1. Create Detailed Personas
Creating epic content marketing starts by putting the customer first. To create content that will really resonate with your audience, you need to walk a mile or two in their shoes.
Creating detailed buyer personas will help you better understand the influences, interests, and activities that are important to your target customers.
2. Implement a Content Branching System
Thinking about 12-months worth of content can be overwhelming. Try using a Content Branching System instead. Content branching breaks content planning into easy to digest chunks.
Decide on 6-8 main content features that answer the most common questions that customers are asking. This list of themes provides direction to your content creation over the next 12 months.
Once you have your list, plan on creating cornerstone pieces of original content for each area. These could be industry reports, expert video interviews, an op-ed in an industry publication, or even a book.
After creating the cornerstone piece, start branding out into smaller, more in-depth chunks.
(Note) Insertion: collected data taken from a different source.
Issue #256, opened 2020-06-30
[Enhancement] Add support for extraQueryParameters


navyasric:
Spec: 

- [x] new API at request level (on **all** AcquireToken* methods) should allow passing in a map of key / value string pairs
- [x] in public client, the authorization url which is used to open the browser, must use append these parameters
- [x] in confidential client, the `GetAuthorizationUrl` API should take into account these parameters
- [x] in both clients, the token endpoint must append these parameters (even though the request is a POST request)
- [x] when talking to broker, the parameters must be added the `Properties` bag of auth parameters
- [x] in case of conflict, (e.g. app developer tries to pass in `scope=foo` and call AcquireTokenInteractive), throw exception

Needed for a number of functionalities to be enabled. E.g.: 
Customers needs support of extra query parameters in order to use ROPC flow with B2C

henrik-me:
Similar to: https://github.com/AzureAD/microsoft-authentication-library-for-java/issues/255

bgavrilMS:
This will be needed for full WAM support.

bgavrilMS:
@siddhijain - is this done? Can this be closed?

siddhijain:
This will be closed once we update the broker PR with
'when talking to a broker, the parameters must be added to the Properties bag of auth parameters'. Avery is planning to update. Tagging him to close this once done. @Avery-Dunn

Avery-Dunn:
Support for extraQueryParameters in the broker package was add as part of https://github.com/AzureAD/microsoft-authentication-library-for-java/pull/639, so this is fully supported.

PR #607, opened 2023-03-13
expose extraQueryParameters

siddhijain:


Avery-Dunn (approved):

msal4j-sdk/src/main/java/com/microsoft/aad/msal4j/TokenRequestExecutor.java
```diff
@@ -67,6 +67,15 @@ OAuthHttpRequest createOauthHttpRequest() throws SerializeException, MalformedUR
             params.put("claims", Collections.singletonList(claimsRequest));
         }
 
+        if(msalRequest.requestContext().apiParameters().extraQueryParameters() != null ){
+            for(String key: msalRequest.requestContext().apiParameters().extraQueryParameters().keySet()){
+                    if(params.containsKey(key)){
```
bgavrilMS, line 72: There is no need to add this validation. If app developer sets this and overrides some params that MSAL computes, it's their problem. 

Consider adding just a `log.warning`

msal4j-sdk/src/integrationtest/java/com.microsoft.aad.msal4j/AcquireTokenSilentIT.java
```diff
@@ -178,9 +175,12 @@ public void acquireTokenSilent_ConfidentialClient_acquireTokenSilent(String envi
         cfg = new Config(environment);
 
         IConfidentialClientApplication cca = getConfidentialClientApplications();
-
+        //test that adding extra query parameters does not break the flow
+        Map<String, String> extraParameters = new HashMap<>();
+        extraParameters.put("test","test");
         IAuthenticationResult result = cca.acquireToken(ClientCredentialParameters
                 .builder(Collections.singleton(cfg.graphDefaultScope()))
+                        .extraQueryParameters(extraParameters)
```
bgavrilMS, line 183: Is there a way to assert this? Maybe by intercepting the HTTP request message and asserting that the URL indeed contains `test=test` ?

msal4j-sdk/src/main/java/com/microsoft/aad/msal4j/TokenRequestExecutor.java
siddhijain: Sure I was going by the requirements, thinking this is what all the MSALs do. https://github.com/AzureAD/microsoft-authentication-library-for-java/issues/256 Point 5.

msal4j-sdk/src/integrationtest/java/com.microsoft.aad.msal4j/AcquireTokenSilentIT.java
siddhijain: I wanted to do that too - One way of intercepting these calls is by mocking HTTP requests (which we do not prefer). These tests do not mock the HTTP requests and hence, the request cannot be intercepted. I will check to see if I can find another way.

bgavrilMS: I believe all MSAL libraries allow injection of custom HTTP interface - https://github.com/AzureAD/microsoft-authentication-library-for-java/wiki/Configure-Http-Client and this seems like a good way to write unit tests ?

siddhijain: That's a good point. By providing a simple CustomHttpClient, I can **build** an app that asserts that the httpRequest in the httpClient contains the extraQueryParameters.  

However, if we need to test end-to-end (and actually acquire tokens using httpClient), providing a custom HTTP client needs quite some code to be written to make get and post requests and process responses. https://github.com/AzureAD/microsoft-authentication-library-for-java/blob/dev/msal4j-sdk/src/main/java/com/microsoft/aad/msal4j/DefaultHttpClient.java

Is it worth writing this much code to test this? Thoughts?

bgavrilMS: I was thinking just mocking IHttpClient like this - https://github.com/AzureAD/microsoft-authentication-library-for-java/blob/00c991a91f154cb7bad379da21504444c2405ee6/msal4j-sdk/src/integrationtest/java/com.microsoft.aad.msal4j/ConfidentialClientApplicationUnitT.java#L246

Not suggesting you to have an E2E test here, unit tests only. 

Most (>95%) of MSAL.NET's unit tests are written like this: 

- use a mock IHttpClient (see [MockHttpManager ](https://github.com/AzureAD/microsoft-authentication-library-for-dotnet/blob/03fd41da88d9c23d15dd800ff57f63d2a2ffecea/tests/Microsoft.Identity.Test.Common/Core/Mocks/MockHttpManager.cs#L21))
- the mock object has a queue of (request, response) objects which the tests sets
- on each `send`, you dequeue a (request, response) and serve it from there. 
- also have an option to assert the request, so for example you can see the actual URI 

There may be a lot of code at first, but it's good infrastructure that you can reuse later.

siddhijain: Got it. Thanks for clarifying. I was reluctant to go down the route of mocking httpClient using EasyMock, as later in those tests, we use PowerMock to assert results. And we are planning to stop using PowerMock in the test cases. Let me explore using the JUnit framework to write this test case and achieve the same result.

siddhijain: Updated an existing test case to capture the HTTP request and validate the parameters. https://github.com/AzureAD/microsoft-authentication-library-for-java/pull/607/files#:~:text=Assert.assertTrue(body.contains(%22test%3Dtest%22))

msal4j-sdk/src/main/java/com/microsoft/aad/msal4j/TokenRequestExecutor.java
siddhijain: Updated in the latest commit.

msal4j-sdk/src/integrationtest/java/com.microsoft.aad.msal4j/AcquireTokenSilentIT.java
bgavrilMS: LGTM. Sometimes these mocking frameworks are too complex for their own good. At the end of the day, it's just about adding a test implementation of IHttpClient

bgavrilMS (approved):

These can be formatted in a lot of different ways. If you create an in-depth industry report like ThomasNet's Industry Marketing Barometer, CMI's B2B Content Marketing Benchmarks, or Hubspot's State of Inbound Marketing, you can break that resource down into 10-15 blog posts that further digest the data.
The heavy lifting of a cornerstone piece of content can fuel your content creation engine for weeks or months.
3. Implement an Editorial Calendar
A Content Branching System will help you identify a large volume of content to create, but it is your editorial calendar that activates the plan.
An editorial calendar should break down the timeline for it to be created, posted, promoted, and reformatted as other pieces of content.
4. Define Success
When you watch a football game, everyone knows that a touchdown means six points. The team with the most points at the end of the game wins. There are rules in place for scoring the game and determining the winner.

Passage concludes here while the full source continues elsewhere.